* _The problem_
Give as output the line that contains "in witness generation", followed by every remaining line of the entries, unchanged and with nothing added.

______

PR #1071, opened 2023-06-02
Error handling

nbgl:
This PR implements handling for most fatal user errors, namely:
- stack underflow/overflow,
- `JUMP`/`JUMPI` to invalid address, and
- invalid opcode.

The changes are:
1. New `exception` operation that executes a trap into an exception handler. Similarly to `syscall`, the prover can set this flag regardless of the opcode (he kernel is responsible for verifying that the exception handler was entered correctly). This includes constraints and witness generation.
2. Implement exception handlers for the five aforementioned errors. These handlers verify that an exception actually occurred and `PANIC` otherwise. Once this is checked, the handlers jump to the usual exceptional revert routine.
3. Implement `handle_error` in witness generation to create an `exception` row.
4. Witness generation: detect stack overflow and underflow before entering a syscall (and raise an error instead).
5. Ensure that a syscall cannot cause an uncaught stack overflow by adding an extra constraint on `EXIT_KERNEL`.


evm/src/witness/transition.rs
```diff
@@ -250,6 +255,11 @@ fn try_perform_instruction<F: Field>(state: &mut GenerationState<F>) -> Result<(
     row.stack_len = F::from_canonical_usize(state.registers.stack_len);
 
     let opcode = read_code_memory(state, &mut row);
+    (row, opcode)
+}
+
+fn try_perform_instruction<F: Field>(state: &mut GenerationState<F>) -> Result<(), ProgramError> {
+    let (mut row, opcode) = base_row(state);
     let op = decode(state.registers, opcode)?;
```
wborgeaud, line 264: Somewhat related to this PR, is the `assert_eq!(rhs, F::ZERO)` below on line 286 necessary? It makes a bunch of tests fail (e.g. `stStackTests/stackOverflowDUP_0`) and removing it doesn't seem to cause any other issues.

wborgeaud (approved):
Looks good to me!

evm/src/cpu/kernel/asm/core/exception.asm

______

* _Written answer_
3. Implement `handle_error` in witness generation to create an `exception` row.
4. Witness generation: detect stack overflow and underflow before entering a syscall (and raise an error instead).
5. Ensure that a syscall cannot cause an uncaught stack overflow by adding an extra constraint on `EXIT_KERNEL`.


evm/src/witness/transition.rs
```diff
@@ -250,6 +255,11 @@ fn try_perform_instruction<F: Field>(state: &mut GenerationState<F>) -> Result<(
     row.stack_len = F::from_canonical_usize(state.registers.stack_len);
 
     let opcode = read_code_memory(state, &mut row);
+    (row, opcode)
+}
+
+fn try_perform_instruction<F: Field>(state: &mut GenerationState<F>) -> Result<(), ProgramError> {
+    let (mut row, opcode) = base_row(state);
     let op = decode(state.registers, opcode)?;
```
wborgeaud, line 264: Somewhat related to this PR, is the `assert_eq!(rhs, F::ZERO)` below on line 286 necessary? It makes a bunch of tests fail (e.g. `stStackTests/stackOverflowDUP_0`) and removing it doesn't seem to cause any other issues.

wborgeaud (approved):
Looks good to me!

evm/src/cpu/kernel/asm/core/exception.asm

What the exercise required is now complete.